As a driver in modern science, interdisciplinary research has attracted a lot of attention. Major foci are laid on exploring the relations of multiple involved disciplines as well as the knowledge structure in interdisciplinary field. However, there is still a lack of decomposing the knowledge structure of interdisciplinary field to investigate how knowledge from relevant disciplines is integrated in the field. This study proposes an approach to investigating knowledge integration relationships between two research fields from a perspective of hierarchy. Medical Informatics (MI) and its most relevant field of Computer Science (CS) are chosen in the case study. This study decomposed each keyword network of the two fields into four layers by using the K-core method, then quantified the knowledge integration relationships between different layers of the two fields together. The results present that the MI basic layer shows the strongest knowledge integration with CS, followed by the middle layer, with the detail layer the weakest. And all MI layers have the greatest breadth and strength of knowledge integration with the CS middle layer, followed by the CS marginal layer and detail layer, but with the CS basic layer the weakest. A time series analysis shows that the integration of new CS knowledge into MI is a gradual process without explosive growth and the path of knowledge integration between the two fields were identified.

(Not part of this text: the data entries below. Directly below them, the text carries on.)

PR #1446, opened 2017-10-18
feat(textfield): Add mixin allowing customization of border radii

### LINKED ISSUE #1422: Allow developers to customize the corner radius of text field

amsheehan:
resolves #1422


packages/mdc-textfield/mdc-textfield.scss
```diff
@@ -163,10 +163,13 @@
 }
 
 .mdc-textfield--box {
+  @include mdc-text-field-corner-radius-all(0);
```
kfranqueiro: Is it really necessary to have 2 separate mixins for this? It is possible to specify the 4 corners separately with `border-radius` as well, which would also avoid needing to define 3 styles instead of one here.

packages/mdc-textfield/README.md
```diff
@@ -279,6 +279,19 @@ text, validation, and dense UI.
...
 ```
 
+### Sass Mixins
+
+To customize a Text Field's border radii, you can use the following mixins.
+
+#### `mdc-text-field-corner-radius($position, $radius)`
+
+This mixin is provided for customizing the border radius for a corner of a Text Field at the given position,
+e.g.: `@include mdc-text-field-corner-radius(top-left, 10px)` will apply `border-top-left-radius: 10px` to that Text Field.
```
lynnjepsen: don't document what the mixin will output. These are implementation details.

packages/mdc-textfield/mdc-textfield.scss
lynnjepsen: +1, I think we should just remove mdc-text-field-corner-radius-all....its not necessary for the feature request, and it doesn't provide much utility.

packages/mdc-textfield/mdc-textfield.scss
```diff
@@ -176,12 +179,13 @@
 
   &::before,
   &::after {
+    @include mdc-text-field-corner-radius-all(50%);
```
lynnjepsen: don't use the mixin for ::before and ::after elements. Then `mdc-text-field-corner-radius` mixin only applies to the `mdc-textfield` element...not it's before and after pseudo elements.

just use border-radius: 50%

packages/mdc-textfield/README.md
```diff
@@ -279,6 +279,19 @@ text, validation, and dense UI.
 </div>
 ```
 
+### Sass Mixins
+
+To customize a Text Field's border radii, you can use the following mixins.
+
+#### `mdc-text-field-corner-radius($position, $radius)`
```
lynnjepsen: Does this mixin only actually work (Aka show a rounded corner) if you're using `mdc-textfield--box` or `mdc-textfield--textarea`?

packages/mdc-textfield/mdc-textfield.scss
```diff
@@ -510,18 +516,18 @@
...
   border: 1px solid $mdc-textarea-border-on-light;
-  border-radius: 4px;
 
   @include mdc-theme-dark(".mdc-textfield") {
     border-color: $mdc-textarea-border-on-dark;
   }
 
   // stylelint-disable plugin/selector-bem-pattern
   .mdc-textfield__input {
+    @include mdc-text-field-corner-radius-all(2px);
```
lynnjepsen: I THIIIINK you need to update your `mdc-text-field-corner-radius` mixin to be like this

```
@mixin mdc-text-field-corner-radius($position, $radius) {
  .mdc-textfield--box, .mdc-textfield--textarea {
    border-#{$position}-radius: $radius;
  }
  .mdc-textfield--textarea .mdc-textfield__input {
    border-#{$position}-radius: $radius - 2;
  }
}
```

Or something like that. The mixin should definitely handle keeping `.mdc-textfield--textarea` and `.mdc-textfield__input` in sync.

packages/mdc-textfield/mdc-textfield.scss
```diff
@@ -682,7 +688,7 @@
 
   &::before,
   &::after {
-    border-radius: 0;
+    @include mdc-text-field-corner-radius-all(0);
```
lynnjepsen: Again, just use border-radius: 0;

packages/mdc-textfield/mdc-textfield.scss
kfranqueiro: Actually I was arguing the opposite - the `all` mixin (maybe without the `-all` in the name) is the one thing we need, because I think it should be feasible to send it anything that will work with `border-radius`, whether that be 1 value or 4.

packages/mdc-textfield/mdc-textfield.scss
kfranqueiro: Protip: these styles will no longer exist once I update things to use new ripple mixins.

But yeah, I don't think this should be needed at all, because it should already be clipped by the parent element?

packages/mdc-textfield/mdc-textfield.scss
kfranqueiro: Hm. Then my other idea (of only needing one mixin that does what `-all` does) might fly out the window.

packages/mdc-textfield/README.md
amsheehan: Sure does

packages/mdc-textfield/README.md
amsheehan: I was using this as shorthand to demonstrate that the positional argument should be one of the four possible positions in css, e.g.: top-left, top-right, bottom-left, bottom-right

Open to changing this though, as it seems we will take the approach of making the mixin more component specific, than a general purpose border radius mixin

amsheehan:
Alright. Let me change a bunch of stuff, one sec...

amsheehan:
Alright, so now we have two mixins, one for filled text field and one for textarea (I'll add an outlined text field mixin to the experimental branch)

One thing that deviates from other components mixins is that the default value for the border radius here is a sass variable marked `!default`. The `mdc-textfield.scss` file passes this when it uses either mixin. So what happens is, if the user wants to style textarea's and text fields differently with respect to border radius, they can use the custom class/mixin variant combo. If they want all text fields (either filled or textarea) to have the _same_ border radius, they can just override the variable.
 
Thoughts?

packages/mdc-textfield/_mixins.scss
```diff
@@ -14,6 +14,31 @@
...
 
+@mixin mdc-text-field-box-corner-radius($radius) {
+  border-radius: $radius $radius 0 0;
+}
+
+@mixin mdc-text-field-textarea-corner-radius($radius) {
+  border-radius: $radius;
+
+  .mdc-textfield__label {
+    border-radius: $radius;
```
kfranqueiro: Might want to flatten the bottom of this to prevent parts of text from "poking" out with larger border radius values

packages/mdc-textfield/README.md
```diff
@@ -279,6 +279,20 @@ text, validation, and dense UI.
...
 
+### Sass Mixins
+
+To customize a Filled Text Field or a Text Field `textarea`'s border radius, you can use the following mixins.
+Alternatively, if you would like to change the border radius for every instance of MDC Text Field uniformly, regardless
+of the variant, you can override $mdc-text-field-border-radius in Sass.
+
+#### `mdc-text-field-box-corner-radius($radius)`
+
+This mixin is provided for customizing the border radius for Text Field Box.
```
kfranqueiro: Shorten? "Customizes the border radius for a Text Field Box."

packages/mdc-textfield/README.md
```diff
@@ -279,6 +279,20 @@ text, validation, and dense UI.
...
+
+#### `mdc-text-field-textarea-corner-radius($radius)`
+
+This mixin is provided for customizing the border radius for a Text Field `textarea`.
```
kfranqueiro: Shorten? "Customizes the border radius for a Text Field `textarea`."

packages/mdc-textfield/_mixins.scss
```diff
@@ -14,6 +14,31 @@
...
+  }
+
+  .mdc-textfield__input {
+    // The input element is required to have 2 pixels shaved off
+    // of the radius of its parent. This prevents an ugly space of
+    // background between the two borders in each corner when the
+    // textarea is focused. This also means we need to guard against
+    // invalid output with @if/@else directives.
+    @if ($radius >= 2) {
```
kfranqueiro: This could be condensed: `border-radius: max($radius - 2, 0);`

packages/mdc-textfield/_variables.scss
```diff
@@ -49,3 +49,5 @@ $mdc-textarea-light-background: rgba(white, 1);
 $mdc-textarea-dark-background: rgba(48, 48, 48, 1);
 $mdc-textarea-disabled-background-on-light: rgba(249, 249, 249, 1);
 $mdc-textarea-disabled-background-on-dark: rgba(47, 47, 47, 1);
+
+$mdc-text-field-border-radius: 4px !default;
```
kfranqueiro: My only comment RE this is we might want to go back to other things we've mixin-ified and evaluate whether we want to do this for any parameters in those components.

packages/mdc-textfield/README.md
amsheehan: Eh

packages/mdc-textfield/README.md
amsheehan: eh

amsheehan:
D'oh! Removed.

The proposed approach could be applied to deeply understanding the integration of one discipline knowledge by an interdisciplinary field.

Suggested Citation

  • Zhichao Ba & Yujie Cao & Jin Mao & Gang Li, 2019. "A hierarchical approach to analyzing knowledge integration between two fields—a case study on medical informatics and computer science," Scientometrics, Springer;Akadémiai Kiadó, vol. 119(3), pages 1455-1486, June.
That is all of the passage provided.